Hypervolume (N-modal) JGCS: The Gram determinant is numerically sensitive for nearly collinear vectors but can be regularized by shift $\epsilon I$ (Chen et al., 6 May 2025).

Suggested extensions:

Nonlinear context metrics $M(x)$ for capturing more complex data dependencies (Vos et al., 2022).
Low-rank or sparse $B$ for computational/regularization benefits.
Kernelization for multi-modal learning, e.g., $\exp(-\gamma\Theta)$ (Chen et al., 6 May 2025).
Eigendecomposition for interpretability of learned metrics (Vos et al., 2022).
Application to multi-target tracking, sensor fusion, and attention gating (Chen et al., 6 May 2025).
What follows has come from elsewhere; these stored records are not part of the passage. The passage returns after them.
PR #34, opened 2018-09-10
Add version macros

besser82:
Macros for conveniant version checks.

### DIFF
--- a/configure.ac
+++ b/configure.ac
@@ -12,6 +12,7 @@ AC_CONFIG_HEADERS([config.h])
 AC_CONFIG_FILES([
   Makefile
   libxcrypt.pc
+  crypt-base.h
 ])
 AM_INIT_AUTOMAKE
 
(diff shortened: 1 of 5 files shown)


configure.ac
```diff
@@ -333,4 +334,17 @@ AM_CONDITIONAL([ENABLE_SHARED], [test $enable_shared = yes])
 # The Makefile needs to know if we are cross-compiling.
 AM_CONDITIONAL([CROSS_COMPILING], [test $cross_compiling = yes])
 
+XCRYPT_VERSION_MAJOR=$(
+    echo $PACKAGE_VERSION | $AWK '{split($0,a,"."); print a@<:@1@:>@}'
```
zackw: This can be done more simply: `| $AWK -F. '{ print $1 }'` or `| cut -d. -f1`.  And then you don't need to use `@<:@`.

besser82:
Well, maybe it might be a good idea to introduce an `uint32_t xcrypt_supports (const char* setting)` function with a corresponding `enum {crypt = 1 << 0, gensalt = 1 << 1} method_supported`?

zackw:
Yes, I think a runtime "do we support this hash?" query function would be a good idea.  There's some overlap with the [`crypt_checksalt`](https://github.com/besser82/libxcrypt/blob/2c908d006a87cbada3b6fef5c82739efdb92e19b/crypt_checksalt.3) function I proposed in conjunction with `crypt.conf` -- I think one function could be made to do both jobs.

besser82:
Then we should implement `crypt_checksalt()` step-by-step, starting with `CRYPT_CHECKSALT_IMPLEMENTS_METHOD_AVAILABLE`.  I'll start working on that tomorrow.  I'll drop the version comparison during that.

besser82:
[Travis](https://travis-ci.org/besser82/libxcrypt/builds/426901988) is fine, comments have been resolved. Merging on cli.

7. Relationship to Classical Cosine and Other Similarities

JGCS constitutes a strict generalization of cosine similarity. For convex $C(x) = \|x\|^2$ , learned metric $M = I$ , or $k=2$ in the hypervolume angle, all JGCS variants reduce exactly to the ordinary cosine. For more structured or context-sensitive data, the measure embodies rich task and data-dependent inductive biases, strictly increasing discriminative and alignment capacity over traditional cosine, Euclidean, or Mahalanobis comparisons (Gunay et al., 2014, Vos et al., 2022, Lin et al., 2016, Chen et al., 6 May 2025).

A plausible implication is that as the complexity and heterogeneity of data modalities increases, JGCS's joint, geometry-aware, and context-adaptive formalism will continue to supplant pairwise similarity techniques in both supervised and unsupervised settings.